The acquisition of mitochondria appears to have happened only once. This is not to say that eukaryote acquisition of an aerobic endosymbiont did not happen more than once but, instead, that of those acquisition events, only one seems to have survived to the present. Another way of stating this point is that mitochondria appear to be monophyletic, that is, they represent a single lineage that dates back, presumably, to the original mitochondrion acquisition event. We can ascertain this monophyly in part by comparing among mitochondrial DNA. That is, mitochondria, as once free-living bacteria, initially had and to a large extent still have a genome that is independent of that found in the nucleus of their hosts. Some seemingly mitochondria-like organelles, in certain eukaryotic lineages, appear to lack even a remnant genome, however. This complicates claims as to the monophyletic nature of mitochondria and their ilk. In other words, without DNA to sequence, one must resort to old-fashioned comparative phenomics. The result of these latter efforts is a claim that mitochondria, as well as hydrogenosomes and mitosomes, together represent mitochondria along with mitochondria-derived organelles (van der Giezen and Tovar, 2005) .

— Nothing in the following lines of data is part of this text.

PR #4678, opened 2019-08-16
Tighten Content Security Policy

evilaliv3:
With this pull request I propose to restrict the existing content security policy to the strictly necessary.

Existing policy:
```Content-Security-Policy: "default-src 'self'"```

Proposed policy:
```default-src 'none'; script-src 'self'; style-src 'self'; img-src 'self'; font-src 'self';```

Comment:
The current policy restricts any resource to be loaded from 'self' (current domain / same proto); this reduces the attack surface but still leaves open many kind of resources that are not used by the application;  for example ```object-src``` and ```connect-src``` could be set to 'none'.
This result could be achieved with the proposed policy that first block any kind of resource and then enables only a limited set of resources.

### DIFF
--- a/docs/deployment/landing_page.rst
+++ b/docs/deployment/landing_page.rst
@@ -168,7 +168,7 @@ If you use Apache, you can use these:
     Header set X-Content-Type-Options: nosniff
     Header set X-Download-Options: noopen
     Header set X-Permitted-Cross-Domain-Policies: master-only
-    Header set Content-Security-Policy: "default-src 'self'"
+    Header set Content-Security-Policy: "default-src 'none'; script-src 'self'; style-src 'self'; img-src 'self'; font-src 'self';"
     Header set Referrer-Policy "no-referrer"
 
 If you intend to run nginx as your webserver instead, this will work:
@@ -183,7 +183,7 @@ If you intend to run nginx as your webserver instead, this will work:
     add_header X-Content-Type-Options nosniff;
     add_header X-Download-Options: noopen;
     add_header X-Permitted-Cross-Domain-Policies master-only;
-    add_header Content-Security-Policy "default-src 'self'";
+    add_header Content-Security-Policy "default-src 'none'; script-src 'self'; style-src 'self'; img-src 'self'; font-src 'self';"
     add_header Referrer-Policy "no-referrer";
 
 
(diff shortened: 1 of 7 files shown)


evilaliv3:
I've now fixed all the unit tests in relation to the change.

The updater-gui-tests  seems to have failed for reasons independent from the pull request.

zenmonkeykstop:
`updater-gui-tests` seems flaky at the moment. I've kicked CI for your PR, thanks for fixing the unit tests!

eloquence:
Thanks again for this PR @evilaliv3. We're currently very focused on landing v3 Onion Service support and preparing for the 1.0.0 release, so it may still take us a couple of weeks to review and test this change, but we'll get to it as soon as we can.

zenmonkeykstop:
Looks good on first pass, with one exception - there's an inline style applied to the qrcode used for setting up TOTP 2fa that is blocked by the updated policy. I'm not sure if this is an existing bug though - it doesn't affect the scannability of the qrcode so it may jsut have been missed previously. Will confirm.

evilaliv3:
Yep actually if you leave inline styles you are prone to minor vulnerabilities that may tweak the interface or try to the confuse the user, but it would be minor.

The important part of the patch is to limit in general the default-src and especially blocking the connect-src to deny any malware to call back home

zenmonkeykstop:
Yup, I don't think adding unsafe-inline would be a good idea! Confirmed this is an existing bug, will file a separate issue for it.

emkll:
Noting for posterity that the changes will only be applied when `./securedrop-admin install` is run against servers, updates to the CSP will not be applied in an unattended fashion for existing installs. We should keep in mind that the Apache configs between unattended upgraded and installed from workstation on this branch will differ, until `./securedrop-admin install`is run. 

Given the transition to v3 onion services (which require an install run), these changes will likely applied sooner rather than later.

zenmonkeykstop:
@emkll do you think a followup PR with .deb script changes is warranted?

emkll:
I think it's a pretty risky change to make in an unattended fashion. Given the v3 onion migration, as long as an org migrates to v3 after 1.1.0, they will have these applied by the installer. Since that should be the case for many installs, I would argue that applying these to unattended instances might not be worth the risk (as long as we are aware of this, in case we are to make further unattended Apache config changes).


I'll open a ticket to track this for awareness

 think it might be worth opening a ticket to track this, but due to the v3 migration happening soon, we should have pretty good coverage since this will be shipped with 1.1.0

PR #4688, opened 2019-08-21
Fix path to requirements.txt for docs-linkcheck CI job

eloquence:
Resolves #4671; fixes CI failure caused by broken link along the way.

## Status

Ready for review

## Testing

Since this runs weekly, tested in separate commit in test branch (see below)

PR #4689, opened 2019-08-21
sshguard main site down; point to git repo

eloquence:
## Status

Ready for review

## Checklint

- [x] magic lint ball says "Yes."

## Also

Whitespace fixes, because why not.


eloquence:
cherry-picking into #4688 instead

Hydrogenosomes, as their name suggests, are hydrogen-generating organelles while mitosomes are hydrogenosome-like but nevertheless do not generate molecular hydrogen. In either case, these organelles are not involved in the aerobic respiration that one typically associates with mitochondria. There also exist mitochondria which, when under anaerobic conditions, employ organic compounds, rather than molecular oxygen, as final electron acceptors. Quoting van der Giezen and Tovar (2005) (p. 526):

…many eukaryotic organisms contain mitochondria that can produce ATP without consuming oxygen. Instead, these facultative anaerobic organelles use terminal oxidases that are capable of using endogenous organic compounds, such as fumarate or inorganic nitrate, as final electron acceptors… Facultative anaerobic mitochondria are found not only in some obscure unicellular protists that live in microaerophilic or anaerobic environments, but also in 'higher' multicellular eukaryotes, such as mussels, snails and parasitic helminths. The biochemical diversity of anaerobic mitochondria and the biochemical range of aerobic mitochondria illustrate the biochemical heterogeneity of this organelle.

Thus, the "truism" that mitochondria are associated with aerobic respiration in eukaryotes presumably is true, or at best is only true for eukaryotes that in fact are respiring aerobically.